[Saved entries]
PR #6547, opened 2026-07-23
Add API diff tooling for v3-to-v4 migration

tim-smart:
## Summary

- Add a new API diff tool that discovers, snapshots, maps, and compares exported APIs across Effect versions.
- Generate JSON and Markdown v3-to-v4 migration reports covering moved, split, added, removed, and changed APIs.
- Add CLI documentation, package configuration, workspace integration, and focused tests for the diff pipeline.

## Testing

- Added unit tests for API discovery, snapshot generation, mapping, and diff behavior.
- Not run (test results were not provided).

## Summary by CodeRabbit

* **New Features**
  * Added an API comparison command that compares two repository revisions and produces JSON snapshots, a structured diff, and a Markdown report.
  * Reports identify added, removed, moved, renamed, and structurally changed APIs, with suggested replacements where applicable.
  * Added automatic discovery of public package entry points and deterministic snapshot generation.
* **Documentation**
  * Expanded the v3-to-v4 migration mapping and guide with updated module and API rename information.
  * Added usage documentation for the API comparison tool.


tim-smart (commented):
Reviewed with a focus on correctness and simplicity, plus one specific acceptance check: the tool must discover renamed/removed v3 APIs purely from the TypeScript code, with no hand-maintained lists. Ran the package tests (`pnpm vitest run`, 9/9 pass) and typecheck (`pnpm check`, clean) on the branch.

## Acceptance check: discovery is purely code-driven ✅

The pipeline is genuinely list-free: `Discovery.ts` enumerates entrypoints from each package's `exports` map plus built `.d.ts` files, `Snapshot.ts` extracts every exported symbol through the TypeScript compiler API, and `Diff.ts` matches base/head entities structurally (fingerprints, member sets, name similarity, JSDoc tokens). The earlier `Mapping.ts`, which consumed `migration/v3-to-v4.json`, was removed in the final commit. Good.

## Main issue: the PR still ships the hand-maintained map it just made obsolete

- `migration/v3-to-v4.json` (3,988 lines) is orphaned in the final tree — nothing reads it and nothing generates it.
- `migration/v3-to-v4.md` is rewritten to claim "This file is generated from `migration/v3-to-v4.json`. Do not edit it directly." — that was true mid-branch (via the now-deleted `Mapping.ts`) but is false in the final state.

These files are exactly the hand-maintained-list shape this tool is meant to replace, and the tool's actual outputs (`diff.json` / `report.md`) do not emit this format. Suggest either dropping both `migration/` changes from the PR, or keeping a generator in-tree so the map is reproducibly derived from a diff run. As-is, the next person to touch `migration/` has a "generated" file with no generator.

## Correctness (minor)

- `packages/tools/api-diff/src/Diff.ts:470` — `movementChange(match)` in the authoritative-match loop is dead code: authoritative matches come only from exact-id lookups (`unmatchedHead.get(baseEntity.id)`), and the id embeds `module#path#bucket`, so neither `api-renamed` nor `api-moved` can ever fire there. Net effect: every rename is reported only as a non-authoritative suggestion plus an `api-removed`/`api-added` pair. That matches the README's stated design, but the dead call reads as if authoritative renames exist. Either delete the call or (if authoritative renames are wanted) promote high-confidence exact-fingerprint suggestions to matches.
- `packages/tools/api-diff/src/ApiDiff.ts:95` — the `report.length === 0` guard is unreachable (`renderMarkdownReport` always emits the header) and runs after all four files are written anyway. Delete it.
- `packages/tools/api-diff/src/Model.ts:112` — `module-moved`, `module-split`, `module-consolidated`, and `unsupported` are never produced by `diffSnapshots`; they're leftovers from the mapping-based version and are still referenced in the `Report.ts` grouping tables. Pruning them keeps the classification set honest for downstream doc tooling.

## Simplicity

- `packages/tools/api-diff/src/Discovery.ts:193` — the entire `if (requested !== undefined)` pre-pass (~53 lines) is redundant: the general scan below it already filters both exact and wildcard export keys by `requested`, applies the same null-exclusion rules, and `missing` is computed from the output map either way. I verified this empirically: with the pre-pass deleted, all 9 tests still pass, including the requested-modules/missing assertions. Suggest removing it.
- `packages/tools/api-diff/src/Cli.ts:8` — all three flags are `Flag.optional`, and `ApiDiff.run` then manually errors when any is `None`. Making the flags required lets the CLI layer enforce and document this, turns `ApiDiffOptions` into plain strings, and deletes the manual check.
- `plan.md` — a 325-line design scratchpad at the repository root. Suggest dropping it from the PR (or moving it under `packages/tools/api-diff/` if it should live on).
- `.changeset/detect-api-removals.md`, `.changeset/migrate-api-diff-cli.md` — `@effect/api-diff` is private and the changeset config has `privatePackages: false`, so these are silently ignored no-ops (verified with `pnpm changeset status`). They can be dropped.

## Non-blocking nits

- `packages/tools/api-diff/src/Snapshot.ts:80` — `symbol !== undefined &&` is redundant immediately after the `undefined` early return.
- `packages/tools/api-diff/src/Discovery.ts:123` — the package walk also picks up `dist/package.json` files themselves, producing duplicate `PackageInfo` entries for built packages. Harmless today (the output map dedupes by module) but skipping paths already inside a discovered package root would avoid double work.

▶ Your instructions
Pick every line of the data that includes the string "lines".

▶ Response to the task
- `migration/v3-to-v4.json` (3,988 lines) is orphaned in the final tree — nothing reads it and nothing generates it.
- `packages/tools/api-diff/src/Discovery.ts:193` — the entire `if (requested !== undefined)` pre-pass (~53 lines) is redundant: the general scan below it already filters both exact and wildcard export keys by `requested`, applies the same null-exclusion rules, and `missing` is computed from the output map either way. I verified this empirically: with the pre-pass deleted, all 9 tests still pass, including the requested-modules/missing assertions. Suggest removing it.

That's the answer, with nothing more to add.